Dopo il famoso aerogel , il blocco di materia "azzurrina" fatto al 99,8% di aria che ha stupito il mondo (ma sin dal lontano 1931) ecco continuare la corsa verso un materiale ancora più leggero e super resistente. Questa volta è da Amburgo che arriva un materiale non più con riflessi azzurri ma nero come la pece, anzi, come il carbone, dato che, come svelano i ricercatori tedeschi, il nuovo materiale è composto proprio da nanotubi di carbonio "intrecciati". Il suo nome è Aerografite ed è, proprio come l'aerogel, composto più d'aria che di altra "sostanza". L'aerografite è infatti composta dal 99,9% d'aria ed è quattro volte più leggera rispetto al materiale "simile" che deteneva il precedente record mondiale.
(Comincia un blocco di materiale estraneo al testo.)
PR #4513, opened 2015-11-02
Android: Raise min sdk version to 11 (Android 3.0)

HalfdanJ:
See more here: #4505
Android 3.0 is so old that i think its a very fair requirement, and simplifies code in the camera class.


HalfdanJ:
We'll wait with this to a later point with a larger bump.

PR #4516, opened 2015-11-02
Android orientation

HalfdanJ:
- Implements ```deviceOrientationChanged(ofOrientation newOrientation)``` in ofxAndroidApp like in iOS that gets called whenever the orientation on the app is changed
- Implements support for ```ofSetOrientation(OF_ORIENTATION_90_RIGHT)``` and ```ofSetOrientation(OF_ORIENTATION_180)``` (these were implemented as their flipped versions before)

PR #4517, opened 2015-11-03
Android camera: Orientation working

HalfdanJ:
I've gotten the orientation to work for the android camera. It's mostly done in  the example code to show how to correctly rotate the image based on the app and camera orientation. But i've also removed the matrix multiplication on the texture, since it only confused, and made the raw pixel data and texute be different, and now there is no mirroring of the textures on frontal cameras (easy for the user to implement if thats the use case) 

The example code only works correctly with PR #4516 merged in, since the app orientation change event 
otherwise doesn't work. 
 
Tested on Nexus6, Nexus9 (tablet) and Fairphone 1


arturoc:
mmh it seems weird that the user has to take care of fixing the rotation, we could bake the fix for the mirroring in the texture matrix or something like that?

HalfdanJ:
there is no fix for mirroring, the matrix that previously was multiplied to the texture mirrored the image. The user has to counter rotate the texture when the device is rotated, and take in account the orientation of the camera, but there are functions now to get that knowledge. I think its weird if we rotate the texture based on the device rotation without the users knowledge

HalfdanJ:
also, i think its important that the pixel data and texture are the same, otherwise it will be really hard to synchronize opencv overlay with a texture, so if we decide to bake rotation in, then it should also happen on the pixel data

arturoc:
this won't merge any more can you take a look?

HalfdanJ:
Fixed, note that the orientation in the example is not responding on rotated device until #4516  has been merged (that implements the app orientation listener)

arturoc:
mmh, ok then i'll wait until @tallavi refactoring is merged since that's been waiting for ever and merging anything else android related will make merging it more complicated

HalfdanJ:
Seems like a good idea

ons. 3. feb. 2016 kl. 09.05 skrev arturo <notifications@github.com>:

tallavi:
:-)

HalfdanJ:
@arturoc ok to merge?

PR #4520, opened 2015-11-03
OpenAL support in MSYS2 (32bits only)

oxillo:
Replace FMOD by openAL in MSYS2.


DomAmato:
I think my concern here is that it doesn't support both 32 and 64 bit architectures, I would be hesitant to add features to the core that dont work universally since people will undoubtedly raise issues here and in the forum that they are getting an error building in 64 bits.

oxillo:
At this time, MSYS2 only support 32 bits. One of the blocking point to go to 64 bits is the FMOD player as we talked with @arturoc. This PR is/was the first step towards the 64 bits support in MSYS2 (cf PR #4526).
The target of the PR is 0.9.1 as this PR is too close to 0.9.0 release. 
Should we keep this PR separated from #4526 or delete it to keep #4526 only ?

DomAmato:
I guess theres no harm in keeping them separate, certainly default to what the other maintainers suggest and whatever is easiest.

I think FMOD was talked about being removed like, back in 0.7, so if anything this might be a good push to start phasing it out

arturoc:
thanks! what version of poco is there in msys2? there's usually pretty old versions of poco in official repos, at least in debian

oxillo:
POCO is version 1.6.0-2 in MSYS2.

arturoc:
oh, great i guess it's better to leave it as it is for 0.9 but good idea to remove it for next release.

thanks!

libs/openFrameworks/sound/ofFmodSoundPlayer.cpp
```diff
@@ -1,3 +1,7 @@
+#include "ofConstants.h"
+
+#ifdef OF_SOUND_PLAYER_FMOD
```
arturoc: can you remove this? sometimes we don't have that define but still want to use it optionally like in linux and this would prevent from doing so. i guess if we have the headers even if the library is not linked it should compile. also we can remove this file from the makefiles by excluding it for mingw 32bit

oxillo:
This PR is messy. Removing poco, adding Kiss apothecary, ...
I close it and submit one for each subject

PR #4521, opened 2015-11-04
Changelog 0.9.0

tpltnt:
Hi oF people,

I created the changelog according to the meeting on Sunday. I went through the PRs and excluded only code formatting changes, typo corrections, warning fixes and bug fixes to features which were introduced since 0.8.4.

Cheers,
tpltnt


kylemcdonald:
This is great! Going through all this must have been a ton of work... thank you :)

A few thoughts:

- This might need one more pass for double-checking that things are in the right place. We don't usually have a "General" category at the top, and it's fairly long with this release. It might be possible to divide it up better. We can merge before that happens though.
- It looks like there are 168 lines added. But if I remember correctly, there were around 500 PRs. I know a lot of them were things to ignore (code formatting changes, typo corrections, etc.) but was it really only 2/5 PRs that actually need a note in the changelog? It would be great if you could comment on any trends you noticed, for example: were there many changes spread across multiple PRs that can be summarized succinctly?
- It looks like this PR itself introduces a bunch of commits (48) instead of just one for updating the changelog. It might have something to do with how you resolved the merge conflict. My suggestion is to make a manual copy of the changelog you have, then make a new branch from the freshest OF/master, and replace the old changelog with the new one, finally pushing this new branch and sending a PR for it. If you'd like any help with this, please let me know!

jvcleave:
+1 on the General section. I also felt it needed it as I was going through it

bilderbuchi:
>  was it really only 2/5 PRs that actually need a note in the changelog?

Just as a single datapoint (I know, bad statistics), adding Travis support was spread over ~5 PRs before it was in a shape I was satisfied with.

One thing I think would be **very** useful (from my own experience digesting changelogs), would be a "summary" section on top, describing the major, high-level changes in about <=7 bullet points. This is especially true with such a huge and detailed changelog.

tpltnt:
I take in your comments and do a new PR.

PR #4524, opened 2015-11-05
fix ofMouseEventArgs for scroll event

### LINKED ISSUE #4523: ofMouseEventArgs inconsistent for scrolling event
All mouse events appear to consistently set `x` and `y` of `ofMouseEventArgs` to the current mouse cursor position.

When capturing a scrolling event, however, `x` and `y` represent the scrolling offset. When using a unique responder to mouse events, similar to what #2176 is suggesting, this means two extra global calls to `ofGetMouse[XY]`, which seems far from elegant. 

Wouldn't it be nice (and less surprising) to have the scroll xy-offset (which appears to be a float rather than an int anyway) in its own member variable of `ofMouseEventArgs`?

With a slight change to `ofBaseApp.h#L107` (to forward the new scroll offset rather than the mouse pos) the current beginner-friendly API for mouse scroll events could be kept, while more advanced users might profit from being able to tell where on screen the scroll event has occured.

tgfrerer:
When scrolling, `ofMouseEventArgs` would report the scroll
offset in the same place where it usually would report the
current mouse coordinates: `ofMouseEventArgs.[xy]`

This meant that to find out where on screen a scroll event
occured, you had to call `ofGetMouse[XY]` when responding to a
scroll event.

All other mouse events, e.g. Press/Release pass on the
current mouse position as `ofMouseEventArgs.[xy]`.

This brings the scroll event into line, by:

+ adding `scrollX` and `scrollY` to `ofMouseEventArgs`
+ passing the current mouse position in `.x` and `.y`,
  in line with other mouse event responders

I've double-checked our legacy GLUT window, and
ofAppEGLWindow if they needed updating too, but these window
classes appear not to capture scrolling events anyway.

Closes #4523

### DIFF
--- a/libs/openFrameworks/app/ofAppGLFWWindow.cpp
+++ b/libs/openFrameworks/app/ofAppGLFWWindow.cpp
@@ -963,7 +963,7 @@ void ofAppGLFWWindow::entry_cb(GLFWwindow *windowP_, int entered) {
 void ofAppGLFWWindow::scroll_cb(GLFWwindow* windowP_, double x, double y) {
 	ofAppGLFWWindow * instance = setCurrent(windowP_);
 	rotateMouseXY(instance->orientation, instance->getWidth(), instance->getHeight(), x, y);
-	instance->events().notifyMouseScrolled(x, y);
+	instance->events().notifyMouseScrolled(instance->events().getMouseX(), instance->events().getMouseY(), x, y);
 }
 
 //------------------------------------------------------------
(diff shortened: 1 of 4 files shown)


arturoc:
this seems much more correct than using x,y for scrolling in the scroll event and position in the rest and we should merge it before 0.9 so we don't break the api later. if there's no problem with it i'll merge it later

bakercp:
+1 for this.  I think the reason it was this way previously is because it was mirroring glfw / glut, which just provided the scroll x/y in their callbacks.

arturoc:
thanks!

Per dare un'idea della "consistenza" l'aerografite è più leggera di 75 volte rispetto al polistirolo (cioè per i precisi il polistirene) e pesa 0,2 milligrammi per centimetro cubo. Matthias Mecklenburg e Karl Schulte dell'Hamburg University of Technology spiegano i dettagli della scoperta su "Advanced Materials" ( Aerographite: Ultra Lightweight, Flexible Nanowall, Carbon Microtube Material with Outstanding Mechanical Performance ) sottolineando le possibili applicazioni industriali del nuovo prodotto. Essendo composto di carbonio l'aerografite è un conduttore elettrico ed inoltre, essendo opaco e molto flessibile, con un buon "effetto memoria", potrebbe avere molti più vantaggi rispetto ai materiali "ultra leggeri" che però, per vari motivi, dal costo alla difficoltà di "gestione" non hanno sostituito nemmeno il "buon vecchio polistirolo". La resistenza dell'aerografite ha effettivamente qualcosa di eccezionale, essendo in grado si sostenere, senza danni, un peso mille volte la sua dimensione. I futuri sviluppi del novo materiale ultraleggero potrebbero essere, osservano gli esperti, dalle batterie elettriche ai satelliti "ultraleggeri". Ma il sogno potrebbe essere, industrialmente, il vecchio caro imballaggio.